## Bias – Variance Tradeoff in Machine Learning-An Excellent Guide for Beginners!

A supervised Machine Learning model aims to train itself on the input variables(X) in such a way that the predicted values(Y) are as near to the actual values as possible. This difference between the actual values and predicted values is the **error** and it is used to evaluate the model. The error for any supervised Machine Learning algorithm comprises of 3 parts:

- Bias error
- Variance error
- The noise

While the noise is the irreducible error that we cannot eliminate, the other two i.e. Bias and Variance are reducible errors that we can attempt to minimize as much as possible.

There is a tradeoff between a model’s ability to diminish bias and variance. Gaining an appropriate understanding of these errors would help us not only to create accurate models but also to avoid the fault of overfitting and underfitting.

**What is Bias?**

In the simplest terms, Bias is the difference between the Predicted Value and the Expected Value. Being high in biasing gives a large error in training as well as testing data. Its recommended that an algorithm should be low biased to avoid the problem of underfitting. In supervised learning, **underfitting** happens when a model unable to capture the underlying pattern of the info. These models usually have high bias. It happens once we have very less amount of data to create an accurate model or once we try to build a linear model with a nonlinear data. Refer to the graph given below for an example of such a situation.

In such a problem, a hypothesis looks like follows.

**What is a Variance?**

Variance is that the variability of model prediction for a given data point or a value which tells us spread of our data. Model with high variance has a very complex fit to training data and does not generalize on the data which it hasn’t seen before. As a result, such models do very well on training data but has high error rates on test data. When a model is high on variance, it is then said to as **Overfitting of Data. **In supervised learning, **overfitting** happens when our model captures the noise alongside the underlying pattern in data. It happens once we train our model a lot over noisy dataset. These models have high variance. These models are very complex like Decision trees which are susceptible to overfitting.

While training a data model variance should be kept low.

The high variance data looks like follows.

In such a problem, a hypothesis looks like follows.

**Bias Variance Tradeoff**

** **If the algorithm is too simple (hypothesis with linear eq.) then it may be on high bias and low variance condition and thus is error-prone. If algorithms fit too complex (hypothesis with high degree eq.) then it may be on high variance and low bias. The balance between the Bias error and the Variance error is the **Bias-Variance Tradeoff**.
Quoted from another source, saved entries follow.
PR #450, opened 2021-04-14
[Tool] Freedom Wrench

Yefancy:
Basically the same as #439 

Additional Contents:
- Central monitor can be rotated at will now
- Supporting rotation for all multi-block now. (some machines aren't perfect, but don't crash)
- Building mode: fast build (no consumption in creative mode)

GIF:
rotation

wrench


hjae78:
Fucking amazing! Building mode finally!

Yefancy:
yeah, Decal is right that this feature is needed. Make testing in creative mode easier

Zalgo239:
This is awesome! Will save lots of time

htmlcsjs:
Let's fucking go

hjae78 (approved):

src/main/java/gregicadditions/item/behaviors/FreedomWrenchBehaviour.java
```diff
@@ -0,0 +1,203 @@
...
+                        facing = side.getOpposite();
+                    }
+                }
+                if (rotateSpin) {
+                    EnumFacing next = BlockPatternChecker.getSpin(mte).rotateY();
+                    if (!world.isRemote) {
+                        BlockPatternChecker.setSpin(mte, next);
+                    } else {
+                        if (facing != EnumFacing.DOWN && facing != EnumFacing.UP) {
+                            player.sendMessage(new TextComponentString("Spin: " + (next == EnumFacing.NORTH ?
```
DStrand1, line 156: I think these should be moved to translation keys, and it can simply be changed from `TextComponentString` to `TextComponentTranslation`. There are a few below this as well. With this change, I think this needs to be within a `world.isRemote` check, though it may need one even without the change

DStrand1 (changes requested):
A lot of this code is rendering and packet handling, most of which is hard to review just from code and I haven't found errors in testing so I will trust it. However, has this been tested on a dedicated server instance? I have some concerns about certain sections, especially in `FreedomWrenchBehavior` not testing for client or server instance everywhere it should be. Other than that, I think this is ready to go

src/main/java/gregicadditions/item/behaviors/FreedomWrenchBehaviour.java
Yefancy: thanks for your review. i have test it on a dedicated server instance before, and it works well. `FreedomWrenchBehavior` do side checking [here](https://github.com/Gregicality/gregicality/pull/450/files/8c49694f695858944423bae184f9777c2294adab#diff-2c8c8977a3f6d21fd5422accd4a1a931f9c36ae250724007165d6b1ddac5b18aR43). 

ill add translation keys later

PR #451, opened 2021-04-15
Distinct Input Buses

DStrand1:
This PR does 1 thing: it adds a button to the UI of a Large Multiblock (anything that extends `LargeSimpleRecipeMapMultiblockController`) that toggles between "distinct" and "combined" item buses.
image

What this means is, if the multiblock is in "combined" mode, it will behave just as it is now, treating all of the Input Buses as one large inventory for recipe matching and item consumption. If it is in "distinct" mode, each Input Bus is completely separate from others. 

For example, if I have a Plate Extruder Shape in Input Bus 2 on my Large Extruder, and Steel Ingots in both Input Buses 2 and 3, then the machine will consume all of the Steel in Input Bus 2, creating Plates, and will not touch any of the Steel in Input Bus 3.

Another example. If I have a Plate Shape in Input Bus 2, and a Ring Shape in Input Bus 3, then any Steel put into Input Bus 2 will create Plates, and any Steel put into Input Bus 3 will create Rings.

The hover tooltip for the UI button:
image

This option is available for all Large Multiblocks, and is set to false by default to retain current behavior on update for players.


htmlcsjs:
This would be very helpful in automation of things that use molds, say with ae2

hjae78 (approved):

huneau:
> This would be very helpful in automation of things that use molds, say with ae2

actually, this works perfectly. there is a default behavior which scans distinct first then combine
but the PR avoid the Combine behavior that can lead to an unwanted recipe.

src/main/java/gregicadditions/machines/multi/simple/LargeSimpleRecipeMapMultiblockController.java
```diff
@@ -216,16 +231,48 @@ public boolean checkRecipe(Recipe recipe, boolean consumeIfSuccess) {
     protected void addDisplayText(List<ITextComponent> textList) {
         super.addDisplayText(textList);
         textList.add(new TextComponentTranslation("gregtech.multiblock.universal.framework", this.maxVoltage));
+
+        ITextComponent buttonText = new TextComponentTranslation("gtadditions.multiblock.universal.distinct");
+        buttonText.appendText(" ");
+        ITextComponent button = withButton((isDistinct ?
+                new TextComponentTranslation("gtadditions.multiblock.universal.distinct.yes") :
```
huneau, line 238: I dont understand why I used `universal` instead of `common` -_-

src/main/java/gregicadditions/machines/multi/simple/LargeSimpleRecipeMapMultiblockController.java
```diff
@@ -285,24 +344,119 @@ protected void trySearchNewRecipe() {
...
-            List<IItemHandlerModifiable> itemInputs = ((RecipeMapMultiblockController) this.getMetaTileEntity()).getAbilities(MultiblockAbility.IMPORT_ITEMS);
+        // Distinct buses code =========================================================================================
+
+        private void trySearchNewRecipeDistinct() {
+            long maxVoltage = getMaxVoltage();
+            Recipe currentRecipe = null;
+            List<IItemHandlerModifiable> importInventory = getInputBuses();
+            IMultipleTankHandler importFluids = getInputTank();
 
-            Tuple<Recipe, IItemHandlerModifiable> recipePerInput = itemInputs.stream()
```
huneau, line 292: you rewrite lots of code, but the only thing to change is that single line

huneau:
otherwise nice feature

src/main/java/gregicadditions/machines/multi/simple/LargeSimpleRecipeMapMultiblockController.java
DStrand1: Its possible that it would be "functional" with a single change there, but there would be many places where the code is largely inefficient. I rewrote `trySearchNewRecipe` and `checkRecipeInputsDirty` because when the buses are treated distinctly, the caching for these methods will fail every single time. But with this change, it properly caches and will prioritize continuing with the same bus rather than swapping to other buses randomly.

hjae78:
@huneau for me this seems okay and from Dan's testing seem to improve the behavior, is it okay to merge?

Yefancy (approved):

PR #455, opened 2021-04-16
Buff assembler component recipes

DStrand1:
This PR simply makes all assembler component recipes for [motors, pistons, robot arms, conveyors, sensors, emitters, and pumps] to be **60V, 5s** for all recipes. This makes them more desirable for saving slight amounts of materials vs before, where it consumed a large amount of power, and took 30 seconds.


hjae78:
I'm not sure I agree with lowering the EU/t that much... I will wait to hear from others before I merge

TechLord22:
My thoughts:
For the assembler, make the EUt equal to the component's tier. So LV motors use 32EUt, HV uses 512, etc. I would lower the duration here to 5 seconds. This keeps these recipes reasonable for the tier you unlock them at.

The following bulls-eye diagram explains the tradeoff better:

The center i.e. the bull’s eye is the model result we want to achieve that perfectly predicts all the values correctly. As we move away from the bull’s eye, our model starts to make more and more wrong predictions.

An algorithm can’t be more complex and fewer complex at the equal time. For the graph, the perfect tradeoff will be like.

To build a decent model, we should find out a good balance between bias and variance such that it minimizes the whole error.

Total Error = Bias^2 + Variance + Irreducible Error

An ideal balance of bias and variance would never overfit or underfit the model.

Therefore, understanding bias and variance is critical for understanding the performance of prediction models.